Jack Greenberg (born December 22, 1924) is an American attorney and legal scholar. He was the Director-Counsel of the NAACP Legal Defense Fund from 1961 to 1984, succeeding Thurgood Marshall.[1]

He was involved in numerous crucial cases, including Brown v. Board of Education.[1][2][3] In all, he argued 40 civil rights cases before the U.S. Supreme Court.[3][4]

He has served as currently the Alphonse Fletcher Jr. Professor of Law at Columbia Law School, and has previously served as dean of Columbia College and vice dean of Columbia Law School.[3][5]

Personal life

Greenberg was born into a Jewish family in Brooklyn, New York on December 22, 1924.[6][7][8]

Education and career

Education

Greenberg graduated from Columbia College in 1945, and Columbia Law School in 1948.[9]

Civil and human rights lawyer

Greenberg became the only white legal counselor for the NAACP Legal Defense and Educational Fund ("LDF") in 1949, and, in 1961, succeeded Thurgood Marshall as LDF's Director-Counsel.

Greenberg recalled his earliest arguments before the Supreme Court, saying:

"It was like a religious experience; the first few times I was there I was full of awe. I had an almost tactile feeling. The first time I was in the Court, I wasn't arguing. I felt as if I were in a synagogue, and reached to see whether or not I had a yarmulke on. I thought I ought to have one on."[10]

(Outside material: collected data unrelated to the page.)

PR #1033, opened 2019-09-28
Leaflet map performance improvement

FreshGyan:
Loading clusters and Web map was too much work on the main thread. Causing browser slowing down and even page crashes. Couldn't catch it with happy PROD data or locally seeded one.
Needed TEST data for it to really push the limits 😅 

Anyways, I moved the order of loading map components around for no-jitter loading experience.

Basically load the lightweight leaflet map first and add the clusters while the external widget and esri webmap layer libraries are being downloaded by react-async-script-loader. 

Once the libraries are downloaded, asynchronously add the widgets, layers and other controls to the map.

### DIFF
--- a/frontend/src/components/maps/MineMapLeaflet.js
+++ b/frontend/src/components/maps/MineMapLeaflet.js
@@ -183,6 +183,8 @@ class MineMapLeaflet extends Component {
       center: [this.props.lat, this.props.long],
       zoom: this.props.zoom,
       worldCopyJump: true,
+      zoomAnimationThreshold: 8,
+      minZoom: 4,
     });
 
     // Add Topographic BaseMap by default
@@ -334,7 +336,7 @@ class MineMapLeaflet extends Component {
           // Stop checking
           clearInterval(resetZoomCheckID);
         }
-      }, 10);
+      }, 5);
     });
   }
 
--- a/frontend/src/components/maps/MineMapLeaflet.js
+++ b/frontend/src/components/maps/MineMapLeaflet.js
@@ -176,19 +176,34 @@ const tenureLayerStyles = {
 };
 
 class MineMapLeaflet extends Component {
-  state = {
-    mapCreated: false,
-  };
-
   componentDidMount() {
+    // Create the basic leaflet map
+    this.map = L.map("leaflet-map", {
+      attributionControl: false,
+      center: [this.props.lat, this.props.long],
+      zoom: this.props.zoom,
+      worldCopyJump: true,
+    });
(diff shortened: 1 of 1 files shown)


frontend/src/components/maps/MineMapLeaflet.js
```diff
@@ -176,19 +176,36 @@ const tenureLayerStyles = {
...
   componentDidMount() {
+    // Create the basic leaflet map
+    this.map = L.map("leaflet-map", {
+      attributionControl: false,
+      center: [this.props.lat, this.props.long],
+      zoom: this.props.zoom,
+      worldCopyJump: true,
+      zoomAnimationThreshold: 8,
+      minZoom: 4,
+    });
```
NWCalvank: Confirming that this doesn't require anything fetched by `scriptLoader`? I'd be worried about a race condition here

frontend/src/components/maps/MineMapLeaflet.js
```diff
@@ -213,6 +230,67 @@ class MineMapLeaflet extends Component {
...
+        color: "red",
+        fillColor: "#f03",
+        fillOpacity: 0.25,
+        radius: 500,
+        stroke: false,
+      }).addTo(this.map);
+    }
+  };
+
+  addMinePinClusters = async () => {
```
NWCalvank: Any intended reason why this is an async function? There's no `await` here and no returned value.

frontend/src/components/maps/MineMapLeaflet.js
```diff
@@ -213,6 +230,67 @@ class MineMapLeaflet extends Component {
...
+    // Add Clustered MinePins
+    this.markerClusterGroup = L.markerClusterGroup({ animate: false });
+    this.props.minesBasicInfo.map(this.createPin);
+    this.map.addLayer(this.markerClusterGroup);
+    this.addLatLongCircle();
+  };
+
+  addWidgets = async () => {
```
NWCalvank: Same question here. Perhaps it's a misunderstanding around `async` functions? They're still invoked synchronously. And if all of the statements in the function are also synchronous, there is no performance benefit provided.

Ex.
```javascript
const fn = async () => {
  console.log("async function");
}

fn();
console.log("sync");
```

Output:
```
async function
sync
```

frontend/src/components/maps/MineMapLeaflet.js
NWCalvank: Pulled the branch down and tested this. All is well

PR #1039, opened 2019-10-01
Bug - Fixed contact name on NoW view

mmumby:
- updated contact to include first or last name
- added org name
- added "n/a' if the above 3 do not exist


frontend/src/components/noticeOfWork/NOWGeneralInfo.js
```diff
@@ -130,9 +130,12 @@ export class NOWGeneralInfo extends Component {
                     >
                       <div>
                         <h3>
-                          {contact.ind_firstname && contact.ind_lastname
-                            ? `${contact.ind_firstname} - ${contact.ind_firstname}`
-                            : Strings.EMPTY_FIELD}
+                          {contact.ind_firstname && <span>{contact.ind_firstname}</span>}
+                          {contact.ind_lastname && <span> {contact.ind_lastname}</span>}
+                          {contact.org_legalname && <span>{contact.org_legalname}</span>}
```
NWCalvank: Do you want to check that there is not a firstname & lastname & org_legalname all at the same time?

mmumby: yeah, from what I'm gathering - the firstName & lastName only exist if type = individual, and org_legalname only exists if type = org. 

I don't think it will make it to the last situation ever, but just in case it's better to have "na" than nothing

PR #1040, opened 2019-10-01
Task/remove error mixin

Jsyro:
don't like it, get rid of it.


Jsyro:
Also fixed url registration bug from namespace file rename.

PR #1041, opened 2019-10-02
Task/remove party xref

Jsyro:
Remove party_address_xref table and add party_guid xref on address table. 

Need to ensure all addresses have parties in existing prod databases with this query `select COUNT(*) from address a left join party_address_xref pax on a.address_id = pax.address_id where pax.party_guid is null;`


pdittaro:
The provided SQL was tested in prod and returned 0 results. Good to go.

In addition to arguing Brown v. Board of Education as co-counsel with Thurgood Marshall,[11] other cases Greenberg argued include Alexander v. Holmes County Board of Education, which ordered the end of segregated school systems "at once," and Griggs v. Duke Power Company,[12] which outlawed basing employment and promotion decisions on the results of tests with a discriminatory impact. He also argued Furman v. Georgia (1972),[13][14] in which the Court held that the death penalty as it was then applied was a violation of the "cruel and unusual punishment" clause of the Eighth Amendment.

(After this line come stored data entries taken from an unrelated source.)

PR #1043, opened 2019-10-03
add party mms pk.

Jsyro:
etl testing


Jsyro:
closing for now, pivoting to different approach .

PR #1045, opened 2019-10-09
Feature/sql join addresses to mms

Jsyro:
First attempt at sql join to import addresses from their source location.


tools/digdag/etl/tasks/mms_data_import.py
```diff
@@ -1,6 +1,6 @@
 from models.pod import POD
 
 def run_job():
-    pod = POD(pod_name='digdag-mms-job', env_pod='mds-python-backend', command=["flask","run-etl"])
+    pod = POD(pod_name='digdag-mms-job', env_pod='mds-python-backend', command=["flask","run-etl && flask run-address-etl"])
```
pdittaro: Lets leave this out for now and we can test manually in Test

PR #1061, opened 2019-10-30
version and share project vscode settings

Jsyro:
We should share this file, it should stay light, but there are somethings that will be easier to manage here than anywhere else.


pdittaro:
I approved, but I think we should get more consensus from the other developers before making the decision to include this.

PR #1063, opened 2019-11-07
Feature/mds 2339 incident type category

nayr974:
This PR adds an "Incident type" field when adding editing, or viewing an incident.


frontend/src/components/modalContent/AddIncidentModal.js
```diff
@@ -157,7 +162,6 @@ const StepForms = (
         initialValues={props.initialValues}
         incidentDeterminationOptions={props.incidentDeterminationOptions}
         followupActionOptions={props.followupActionOptions}
-        incidentStatusCodeOptions={props.incidentStatusCodeOptions}
         hasFatalities={props.addIncidentFormValues.number_of_fatalities > 0 || false}
```
mmumby: was this an intentional deletion?

python-backend/app/api/incidents/models/mine_incident.py
```diff
@@ -21,12 +21,10 @@ class MineIncident(AuditMixin, Base):
     __tablename__ = 'mine_incident'
 
     mine_incident_id = db.Column(db.Integer, primary_key=True, server_default=FetchedValue())
-    mine_incident_id_year = db.Column(db.Integer,
-                                      nullable=False,
-                                      default=datetime.datetime.now().year)
-    mine_incident_guid = db.Column(UUID(as_uuid=True),
-                                   nullable=False,
-                                   server_default=FetchedValue())
+    mine_incident_id_year = db.Column(
```
pdittaro: Looks like we might have some conflicting python formatters by different developers. We should probably standardize on one.

python-backend/app/api/mines/incidents/resources/mine_incidents.py
```diff
@@ -99,6 +104,7 @@ def post(self, mine_guid):
             followup_investigation_type_code=data['followup_investigation_type_code'],
             reported_timestamp=data['reported_timestamp'],
             reported_by_name=data['reported_by_name'],
+            mine_incident_category_code=data['mine_incident_category_code'],
```
pdittaro: Re: formatting - This looks like the only change in this file.

frontend/src/components/modalContent/AddIncidentModal.js
pdittaro: Doesn't look like it, the Form still has this as a parameter.

nayr974: I did not, I must have selected an extra line when removing the unnecessary passing of categories that I added then removed here. Thank you for noticing! Added back.

python-backend/app/api/incidents/models/mine_incident.py
nayr974: Yes please

PR #1066, opened 2019-11-08
Fix creation of duplicate permits, merge duplicate permit records

nayr974:
This PR modifies the ETL to handle cases when:
- A permit was created and amended in the same day, causing two records to be created
- A bug when a new amendment is created for an existing permit, where the ETL_Permit table would not have the existing permit_guid id

It also merges amendments then deletes duplicate permit records.


pdittaro:
How are we going to test this? Is running it in test sufficient? @nayr974

pdittaro:
Talked with Ryan and am alright with approving this. We'll need to keep an eye on what happens in Test.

Greenberg is a founding member of the Mexican American Legal Defense and Education Fund (MALDEF) and of Human Rights Watch.[15][16]

Educator

Greenberg was an adjunct professor at Columbia Law School from 1970–84, a visiting lecturer at Yale Law School in 1971, and a visiting professor at College of the City of New York in 1977.

In 1982, he was appointed to co-teach Julius L. Chambers' class on race law at Harvard Law School. The university declined to replace Greenberg with a black professor, so black students boycotted the class.[17] When asked if he was frightened to pass through a group of protesters on his way to class the first day, Greenberg said, "No, I was on the beach at Iwo Jima."[18]

Greenberg left LDF in 1984 to become a professor and Vice Dean at Columbia Law School. He served as Dean of Columbia College from 1989 to 1993.[9] Greenberg's teaching interests include constitutional law, civil rights, and human rights law, civil procedure, "Kafka and the Law", and South Africa's post-apartheid constitution. As of fall 2013, Greenberg still taught at Columbia Law School, and served as a senior director of LDF.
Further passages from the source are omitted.